Updated: Nov 19, 2020
I got a Peavey AT200 Guitar when I visited the Peavey Headquarters in Meridian, MS. I couldn't believe the technology inside this guitar. It has 6 independent (Autotune) chips inside the guitar controlled by 6 piezo pickups. Mine is fully loaded with all of the upgrades. This thing can do it all; capo up, capo down, doublings and global transpose, alternate tunings, different pickups, acoustic guitar models, bass, and any tuning combination imaginable. The Autotune chips inside the guitar processed this information in real time. This means, it is not a "modeling" guitar necessarily. It's not a "profiling" guitar either. It's a magnificent guitar. Check out the manual
This is also very hard to find and I found it useful. Its the Installation Guide for the original Auto-Tune for guitar luthier kit (here)
Why did it fail?
Great question. I have a few theories.
The Peavey AT200 was released around the same time as the Line 6 Variax. I strongly believe the AT200 was a much more powerful tool but it was Peavey's marketing team vs the Line 6 Marketing team.
It was very cost effective. Much more inexpensive than the Line 6 Variax. The downside to this was that they didn't look very appealing. They only came in red or black and looked like a pretty normal $200-$300 guitar but with a higher price tag.

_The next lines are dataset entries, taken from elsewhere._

PR #9347, opened 2020-10-26
Docs: Fix sentence after reformulation

guilliamxavier:

PR #9900, opened 2021-05-21
Update 06-config.md

trevorpan:
From an error I got, this needs to be plural.

### DIFF
--- a/doc/06-config.md
+++ b/doc/06-config.md
@@ -171,7 +171,7 @@ Therefore if you use this it is recommended, and safer, to also run the
 deployment strategy.
 
 If a dependency requires some extension that you do not have installed locally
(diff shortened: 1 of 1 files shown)


guilliamxavier:
Hi, what version are you using? From what I found:
- Composer 1 only supported plural `--ignore-platform-reqs` (without value)
- Composer 2 still supports plural `--ignore-platform-reqs` (without value) and also a new singular `--ignore-platform-req=ext-foo` (with value, multiple occurrences possible)

The problem (that I had already pointed out in https://github.com/composer/composer/pull/9347#issuecomment-716472193, just after the release of Composer 2.0.0) is that there's only one version of the online docs (for the latest version of Composer) 😕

The AT200 was also marketed with an "Autotune" trademark printed right on the headstock. At the time Autotune was the "Cher" saying. Or commonly known as the "Autotune Effect". This was a turn off for many serious guitar players.
My Custom AT200
I decided that I love the technology but cannot stand the actual guitar. I know exactly what I want but I'm not able to find a guitar that I could use to install all of the Autotune hardware into. Trust me, I've done tons of research. I even emailed one of the head engineers at Peavey to see if it could be done. He said as long as it had the same scale length and nut width that it would work! (25.5" Scale Length and a 1.69" nut width). After hours of research I decided I would have to build this myself. I am not a luthier by any means but I'm giving it a shot.
Here's a look at what I was working with from the original AT200...
My idea is to remove all of these electronics and put them in a new guitar. Since I could not find the exact pieces. I decided that I am going to refinish the neck, reshape and refinish the body and remove the humbuckers. I have other guitars I like the sound of that I'll use for "normal" playing. I want this to be a full on Autotune guitar.